Re: Synchronizing slots from primary to standby - Mailing list pgsql-hackers

From Drouvot, Bertrand
Subject Re: Synchronizing slots from primary to standby
Date
Msg-id 8a06a7d0-b555-43b0-b407-99a618b30ece@gmail.com
Whole thread Raw
In response to Re: Synchronizing slots from primary to standby  (shveta malik <shveta.malik@gmail.com>)
Responses Re: Synchronizing slots from primary to standby
Re: Synchronizing slots from primary to standby
List pgsql-hackers
Hi,

On 11/9/23 11:54 AM, shveta malik wrote:
> 
> PFA v32 patches which has below changes:

Thanks!
   
> 7) Added warning for cases where a user-slot with the same name is
> already present which slot-sync worker is trying to create.
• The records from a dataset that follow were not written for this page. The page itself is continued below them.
PR #2024, opened 2021-02-18
add draft of note about revisions and line endings

solvingj:
It seems to be a daily occurrence now that users come in reporting the problem of binary missing, which turns out to be due to having multiple revisions, which turns out to be caused by different line endings on windows, caused by GIT.  

Since usually this happens after people have just read about and enabled the revisions feature, putting the note in the revisions documentation seems to be the best way to inform people about the situation BEFORE it breaks their CI flow.

### DIFF
--- a/versioning/revisions.rst
+++ b/versioning/revisions.rst
@@ -93,17 +93,22 @@ files with @CRLF character. The default line ending outside of Windows is @LF.
 
 **Problem**
 
-As a result, when Conan does export of an otherwise identical GIT repository and commit, the Conan revision will be different. 
-This has a very unfortunate consequence when the same recipe and package are uploaded from Windows and Non-Windows build machines in
-a continuous integration environment. The net consequence is that `conan install` on the "latest" revision will only see the binaries
-for one platform or the other. 
+As a result, when Conan does export of an otherwise identical GIT repository/commit on a Windows and a Non-Windows build machine,
+the Conan revisions will be different between the two. This has a very unfortunate consequence when two such packages are then 
+uploaded to a Conan repository (as is very common in continuous integration workflows). The net consequence of two such uploads, 
+is that the next time `conan install` is run for that package, the "latest" revision will only have the binaries for one platform
+or the other (whichever CI job finished and uploaded last). If `conan install` is run for the other platform, it will receive
+the following error:
+    
+    ERROR: Missing prebuilt package for <package_ref>
 
 **Workaround**
 
-The problem is unfortunately something that is external to Conan, so we cannot provide a general-purpose fix. The most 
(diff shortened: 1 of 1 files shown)


versioning/revisions.rst
```diff
@@ -76,6 +76,58 @@ Take into account that it changes the default Conan behavior. e.g:
...
+
+**Workaround**
+
+The problem is unfortunately something that is external to Conan, so we cannot provide a general-purpose fix. We
+can only explain the situation as we have done here and suggest a few ways to address the problem.  The most 
+straightforward and reasonable solution is to prevent GIT for windows from replacing the line-endings on the Windows 
+build machines. This avoids the problem completely by ensuring that the Conan Revisions are the same on Windows and 
+Non-Windows machines. There are several ways to achieve the goal. 
+
+For users who can add files at the repository level, a file named `.gitconfig` can be added which contains the following:
```
memsharded, line 113: I am not sure this works: https://git-scm.com/docs/git-config => $GIT_DIR/config

The usual workaround is ``.gitattributes`` file.

versioning/revisions.rst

Sync for
> such slots is skipped.

I'm seeing assertion and segfault in this case due to ReplicationSlotRelease()
in synchronize_one_slot().

Adding this extra check prior to it:

-       ReplicationSlotRelease();
+       if (!(found && s->data.sync_state == SYNCSLOT_STATE_NONE))
+               ReplicationSlotRelease();

make them disappear.

> 
> Open Question:
> 1) Currently I have put drop slot logic for slots with 'sync_state=i'
> in slot-sync worker. Do we need to put it somewhere in promotion-logic
> as well? 

Yeah I think so, because there is a time window when one could "use" the slot
after the promotion and before it is removed. Producing things like:

"
2023-11-09 15:16:50.294 UTC [2580462] LOG:  dropped replication slot "logical_slot2" of dbid 5 as it was not
sync-ready
2023-11-09 15:16:50.295 UTC [2580462] LOG:  dropped replication slot "logical_slot3" of dbid 5 as it was not
sync-ready
2023-11-09 15:16:50.297 UTC [2580462] LOG:  dropped replication slot "logical_slot4" of dbid 5 as it was not
sync-ready
2023-11-09 15:16:50.297 UTC [2580462] ERROR:  replication slot "logical_slot5" is active for PID 2594628
"

After the promotion one was able to use logical_slot5 and now we can now drop it.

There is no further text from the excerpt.